WHAT THE EXERCISE ASKS
Once more, print the records exactly as given.

===== STUDY MATERIAL =====

PR #437, opened 2022-10-04
Loosen range on some dependencies

epwalsh:


dirkgr (approved):
Big fan, especially before 1.0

=====

RESULT OF THE EXERCISE
PR #437, opened 2022-10-04
Loosen range on some dependencies

epwalsh:


dirkgr (approved):
Big fan, especially before 1.0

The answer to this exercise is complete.